Saved data entries
=-=-=

PR #593, opened 2021-05-04
Improve connectivity check for git repositories

gthomas-slack:
The `GitKnowledgeRepository` class has an internal function `__remote_available` which is used to check if there is network connectivity to the remote git repo before attempting to execute a `fetch` or `push` to the repo.

This works for most `http` and `ssh` git repos , however it does not work in the case of an `ssh` repo where there is no direct connectivity to the ssh server, but rather there is an ssh configuration which proxies the connection through an intermediary server.

Currently with this kind of repository setup Knowledge Repo will abort fetches, and raise an exception for pushes even though there is actually no connectivity issue.

This PR removes the `__remote_available` function, and replaces it with some try-except blocks which should achieve the same intention, but also work for these types of ssh repos.

In addition the try-except is more helpful to the user, as it will notify them not only of connectivity issues, but also other issues such as permissions issues, for example:
```bash
RuntimeError: Failed to push to remote repository origin (git@github.com:some-repo/we-dont-have-access-to.git). Please check the following error, and then try again:

stderr: 'fatal: Could not read from remote repository.

Please make sure you have the correct access rights
and the repository exists.'
```

### DIFF
--- a/knowledge_repo/repositories/gitrepository.py
+++ b/knowledge_repo/repositories/gitrepository.py
@@ -134,12 +134,15 @@ class GitKnowledgeRepository(KnowledgeRepository):
         branch = branch or self.config.published_branch
         if not self.git_has_remote:
             return
-        if not self.__remote_available:
-            logger.warning("Cannot connect to remote repository hosted on {}. Continuing locally with potentially outdated code.".format(
+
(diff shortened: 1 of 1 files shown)


naoyak (approved):
Thanks!

PR #647, opened 2022-04-01
remove auto format from vscode setting

JJJ000:
Description of changeset: 
remove auto format from vscode setting

Test Plan: 
[x]CI

@csharplus


csharplus (approved):
LGTM.

PR #662, opened 2022-05-01
add doc workflow

JJJ000:
Description of changeset: 

add doc workflow in github action

Test Plan: 
[x]CI

@csharplus @bulam

### DIFF
--- a/.github/workflows/docs.yml
+++ b/.github/workflows/docs.yml
@@ -16,7 +16,7 @@ jobs:
       - name: Install dependencies
         run: |
           python -m pip install -U pip
-          python -m pip install -r .github/workflows/requirements.txt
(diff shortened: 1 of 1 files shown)


csharplus (approved):
LGTM.

.github/workflows/docs.yml
```diff
@@ -0,0 +1,35 @@
+name: Docs
+on: [push, release]
+
+jobs:
+  notebooks:
+    name: "Build the notebooks for the docs"
+    runs-on: ubuntu-latest
```
csharplus, line 7: You may want to pick a fixed `ubuntu` version to make build more stable, as new versions may easily break the build.

csharplus:
@JJJ000 is this PR still needed, or it could be closed?

PR #668, opened 2022-05-10
remove unintentional wildcard from URL checks

adhintz:
the previous code would unintentionally match https://docsXgoogle.com/...


JJJ000 (approved):

adhintz:
Thanks for the approval! It looks like only those with write access to this repository can merge pull requests.

PR #669, opened 2022-05-23
fix package dependency to support local server

JJJ000:
Description of changeset: 
fix package dependency to support local server

Test Plan: 
[x]ci

@csharplus

### DIFF
--- a/docker/Dockerfile
+++ b/docker/Dockerfile
@@ -4,7 +4,7 @@ LABEL description="knowledge-repo service"
 
 # Define some build time variables
 ARG PIP=pip3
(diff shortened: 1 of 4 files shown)


docker/Dockerfile
```diff
@@ -4,7 +4,7 @@ LABEL description="knowledge-repo service"
 
 # Define some build time variables
 ARG PIP=pip3
-ARG VERSION=0.9.1
+ARG VERSION=0.9.0
```
csharplus, line 7: Avoid reducing the version number?

csharplus (approved):
LGTM

PR #673, opened 2022-06-12
fix index and db bugs

JJJ000:
Description of changeset: 
1.  index_failure when service start
2. PostgreSQL close unexpectedly the connection issue

Test Plan: 
local build

@csharplus

### DIFF
--- a/requirements.txt
+++ b/requirements.txt
@@ -22,4 +22,4 @@ requests
 weasyprint
 jinja2>=2.7,<=3.0.3
 werkzeug>=1.0,<=2.0.3
-multiprepo
+multiprocess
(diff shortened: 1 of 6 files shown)


requirements.txt
```diff
@@ -22,3 +22,4 @@ requests
 weasyprint
 jinja2>=2.7,<=3.0.3
 werkzeug>=1.0,<=2.0.3
+multiprepo
```
csharplus, line 25: Is this the correct library name?  I searched for it and could not find it.  I found the following instead: https://pypi.org/project/multiprocess/

JJJ000: @csharplus yeah, you are right, I past the wrong package name

csharplus (approved):
LGTM

PR #678, opened 2022-10-26
knowledge v2

JJJ000:
Description of changeset: 

Checkin in This script is intended to created a seperate v2 process wroking in parallel with existing knowledge_repo
At this stage, v2 behavior will 100% match with exsiting worflow

Test Plan: 
N/A

Reviewers:
@csharplus


csharplus (approved):
LGTM.

PR #684, opened 2022-11-22
[kp2]add volumes  and auto sync in docker compose

JJJ000:
Description of changeset: 
add volumes  and auto sync in docker compose

Test Plan: 

docker-compose up -d
docker exec -it [container_name]

Reviewers:
@csharplus


csharplus (approved):
LGTM.

PR #703, opened 2022-12-31
Avoid printing-out exception errors when REVISION or UUID files are not found

csharplus:
Description of changeset:

When creating a new post with the `knowledge_repo` tool, missing REVISION or UUID files are expected, and should not lead to exception messages.

Test Plan:
CI

Reviewers:
@JJJ000 @mengting1010


JJJ000 (approved):
Just curious, we are setting up git repo instead of folder repo. Error message might generate due to incorrect repo setting.

PR #710, opened 2023-01-04
update views and metadata

mengting1010:
Description of changeset:
- change from distinct views to all views
- hide created_at and updated_at fields for ipynb post editor

Test Plan:
local dev

Reviewers:
@csharplus @JJJ000


csharplus (approved):
LGTM.

PR #2596, opened 2024-05-26
Update snippet for dynamic scale factor change

kdarkhan:
Based on my testing, the current version of the snippet does not change scaling until after the next update. To see the scale change, I usually need move cursor after every scale change.

The proposed solution makes it more intuitive as the update happens immediately.

Do note that I haven't tested the Vimscript version but hope it works as I am not very
versed in it. I verified that Lua version works as expected.

- Documentation 

- No

### DIFF
--- a/website/docs/faq.md
+++ b/website/docs/faq.md
@@ -48,6 +48,7 @@ VimScript:
 let g:neovide_scale_factor=1.0
 function! ChangeScaleFactor(delta)
   let g:neovide_scale_factor = g:neovide_scale_factor * a:delta
+  redraw!
 endfunction
 nnoremap <expr><C-=> ChangeScaleFactor(1.25)
 nnoremap <expr><C--> ChangeScaleFactor(1/1.25)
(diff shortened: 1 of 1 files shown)


xzbdmw:
This one works immediately
`keymap({ "n", "v" }, "<D-=>", ":lua vim.g.neovide_scale_factor = vim.g.neovide_scale_factor + 0.1<CR>")`

kdarkhan:
@xzbdmw I assume your version works because it calls an `ex` mode and that probably forces a UI redraw.

fredizzimo:
I would rather see that this is properly fixed rather than documenting a workaround. It should be quite easy to fix by handling it here:
https://github.com/neovide/neovide/blob/4d567d726ae8c2e89c6f4aa2a652766955bd0746/src/window/window_wrapper.rs#L197 and moving this code to the handler.

https://github.com/neovide/neovide/blob/4d567d726ae8c2e89c6f4aa2a652766955bd0746/src/renderer/mod.rs#L396-L402

kdarkhan:
I am not very familiar with the codebase to make this contribution. Feel free to take over. I am running Neovide on Linux btw if that's needed for reproducing the issue.

fredizzimo:
I'm closing this, since this was merged:
* https://github.com/neovide/neovide/pull/2610

kdarkhan:
Thanks for a quick turnaround.

Issue #2599, opened 2024-05-27
get neovide version in vimscript


cizmazia:
**Is your feature request related to a problem? Please describe.**

I have not found a way to determine the version of the running neovide process.

**Describe the solution you'd like**

Make the neovide version available via a read-only variable `g:neovide_version`.

**Describe alternatives you've considered**

```vim
echo execute('!neovide --version')
```

Panicks with the message 'Trying to retrieve a settings object that doesn't exist: {:?}'. (File: src/settings/mod.rs; Line: 98, Column: 14)

Possibly related #2572.

PR #2622, opened 2024-06-01
feat: Provide a neovide_version variable

fredizzimo:
This adds a new variable `neovide_version`. The channel information is also extended to contain the patch version.

* Fixes https://github.com/neovide/neovide/issues/2599

- No


Kethku:
lgtm

Issue #2576, opened 2024-05-20
Issues with --no-multigrid


CipherJay:
I have been using an alias to run `neovide --no-multigrid` because I found that this makes the background in Telescope and other floating windows look the same as they do in neovim. As of the latest update to version 13, a few things are happening differently.

I have my alias set like this:

`alias vim = 'neovide --no-multigrid"`
 
This used to open up Neovide and the corresponding file passed to it in a window that was not dependent on the terminal. Now, it hangs in the terminal until I close Neovide and it provides me some new errors:

```
ERROR [neovide::renderer] WindowDrawCommand: Viewport { scroll_delta: 0.0 } sentfor uninitialized grid 2
ERROR [neovide::renderer] WindowDrawCommand: Viewport { scroll_delta: 0.0 } sentfor uninitialized grid 2
ERROR [neovide::renderer] WindowDrawCommand: Viewport { scroll_delta: 0.0 } sentfor uninitialized grid 2
ERROR [neovide::renderer] WindowDrawCommand: Viewport { scroll_delta: 0.0 } sentfor uninitialized grid 2
```
I am currently running Neovide on Arch Linux (Zen) Kernel 6.8.9 with latest nvidia-dkms, running Hyprland 0.40.

Here's the current log when I run  `neovide --no-multigrid --log`:

https://gist.github.com/CipherJay/1a6d2e34236bfaaf82b6973ac923c44c

Please let me know if I am doing something wrong or if there is a correct way to achieve what I am trying to with this new version. I'm just looking to have it look as it does on neovim with a transparent background like this:

![image](https://github.com/neovide/neovide/assets/116757358/36858a16-4e4b-4db3-a091-5dc5d457fb1c)

Thanks for your help and for making the best gui for Neovim.

HeftyFair:
same error on macos.

fredizzimo:
It looks like a Neovim bug, grid 2 should never exist when multigrid is not enabled. But it does no harm, so we should probably change it to a warning instead so that it's not printed to the console by default.

mbway:
> What is the correct way for me to disable this warning

for now, instead of your alias: `alias vim = 'neovide --no-multigrid"` you could try:
```
vim() {
    neovide --no-multigrid "$@" 2>/dev/null
}
```
which works for me

hanspinckaers:
Maybe it helps to add NEOVIDE_FORK=1?

`alias vim = 'NEOVIDE_FORK=1 neovide --no-multigrid'`

PR #2623, opened 2024-06-01
fix: Remove some logspam

fredizzimo:
* Remove the error log for WindowCommand sent to uninitialized grid when multigrid is disabled. 
  * Fixes https://github.com/neovide/neovide/issues/2576
* Remove unnecessary `prepare_lines` message 

- No


Kethku:
looks good to me

PR #2625, opened 2024-06-02
chore: Remove obsolete `--no-fork` arguments

last-partizan:
I noticed that my neovide call looks like this in the process list:

```
> ps ax | grep -E '[n]eovide'
 134800 pts/2    Sl     0:00 /usr/bin/neovide --no-fork --fork
```

I'm using `--fork` argument, why there's --no-fork?

@fredizzimo probably you forgot to remove this?

I removed this arg, and it works as expected. Also, cleaned up docs.

- Fix

- No

### DIFF
--- a/src/main.rs
+++ b/src/main.rs
@@ -246,7 +246,6 @@ fn maybe_disown() {
             .stdin(process::Stdio::null())
             .stdout(process::Stdio::null())
             .stderr(process::Stdio::null())
-            .arg("--no-fork")
             .args(env::args().skip(1))
             .spawn()
             .is_ok());
--- a/website/docs/editing-with-external-tools.md
+++ b/website/docs/editing-with-external-tools.md
@@ -11,7 +11,7 @@ your own responsibility._
 In your configuration file:
 
 ```yaml
-editor: "neovide --no-fork"
+editor: "neovide"
 ```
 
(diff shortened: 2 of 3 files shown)


src/main.rs
```diff
@@ -246,7 +246,6 @@ fn maybe_disown() {
             .stdin(process::Stdio::null())
             .stdout(process::Stdio::null())
             .stderr(process::Stdio::null())
-            .arg("--no-fork")
```
fredizzimo, line 249: Hm.. I think we still want to force `--no-fork` here, in case the users have set the environment variables and the configuration file to fork. Otherwise, there's a risk of getting a recursion where it forks infinitely.

I'm not sure where the duplicate elements come from though.

last-partizan: Duplicate option comes from this line.

I start neovide with `--fork`, and it then restart itself with `--no-fork` + old args.

I tested setting NEOVIDE_FORK variable (to 0 and 1), and both cases works as expected. Setting a variable also works fine.

I think, `is_tty()` returns false for forked process, and we don't need explicit `--no-fork` here.

fredizzimo: Ah, yes, that makes sense

fredizzimo:
Thank you!

PR #2626, opened 2024-06-02
fix: Unset ARGV0 on startup

### LINKED ISSUE #2477: In neovide appimage terminal[:term] mode rustc not working properly Shell:zsh
**Describe the bug**
❯ rustc --version

error: unknown proxy name: 'neovide'; valid proxy names are 'rustc', 'rustdoc', 'cargo', 'rust-lldb', 'rust-gdb', 'rust-gdbgui', 'rls', 'cargo-clippy', 'clippy-driver', 'cargo-miri', 'rust-analyz

er', 'rustfmt', 'cargo-fmt'.

In neovide appimage only 

**To Reproduce**
1. Open Neovide appimage
2. go to terminal mode by using :term command
3. Then type rustc --version or rustup --version

**Desktop :**
 - OS:  AntiX 23
 - Neovide Version 0.12.2
 - Neovim Version v0.10.0-dev-2637+g400ef8aaa

agraven:
This should close #2477 with child processes run from zsh having the wrong argv[0].

Strictly speaking this could be put behind an appimage feature flag which then AppImage could be built with, but for something this small it didn't really feel necessary. I figured it would be best to remove the env variable the same place all the other env manipulation is done, but if somewhere else makes more sense I'm happy to move it.

I have yet to actually build and test an appimage with this change.

- Fix

- No

### DIFF
--- a/src/settings/config.rs
+++ b/src/settings/config.rs
@@ -76,6 +76,8 @@ impl Config {
     }
 
     fn write_to_env(&self) {
+        // This variable is set by the AppImage runtime and causes probles for child processes
+        env::remove_var("ARGV0");
         if let Some(wsl) = self.wsl {
             env::set_var("NEOVIDE_WSL", wsl.to_string());
         }


fredizzimo:
I tried the Appimage from the artifacts, but unfortunately it does not seem like it fixes the bug, and the environment variable `ARGV0` is still set inside the spawned Neovim instance.

I'm not sure why. The code seems to be correct. 

Another approach would be to remove it from the environment of the spawned Neovim instance only. In that case I think you need to copy the existing environment and remove it from there and pass it to the `TokioCommand` in `command.rs`.

fredizzimo:
Perhaps it's not the best place, that code is only called when the config file load fails.

https://github.com/neovide/neovide/blob/1db63d93b18cc1eb5ac5b3e67b3ca63505f10800/src/settings/config.rs#L67

But this could also mean that the config file is not working from the AppImage for some reason.

fredizzimo:
I made another fix here and verified that it works:
* https://github.com/neovide/neovide/pull/2691

So, closing this one.

PR #2640, opened 2024-06-06
style: simplify string formatting

hamirmahal:
- Codestyle

- No


Kethku:
@hamirmahal this fails on windows. Can you look at the action failure?

PR #2641, opened 2024-06-07
chore: Fix reviewdog installation on Windows

fredizzimo:
The reviewdog installation started to fail after the 20240603.1.1 windows image update

- No

### DIFF
--- a/.github/workflows/build.yml
+++ b/.github/workflows/build.yml
@@ -38,7 +38,7 @@ jobs:
     strategy:
       fail-fast: false
       matrix:
-        os: [windows-latest, macOS-12, ubuntu-latest]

=-=-=

What is required:
Start at the first line of the entries above. Set down each line exactly through the one with "to the repo.", and stop there.

Output for this task:
PR #593, opened 2021-05-04
Improve connectivity check for git repositories

gthomas-slack:
The `GitKnowledgeRepository` class has an internal function `__remote_available` which is used to check if there is network connectivity to the remote git repo before attempting to execute a `fetch` or `push` to the repo.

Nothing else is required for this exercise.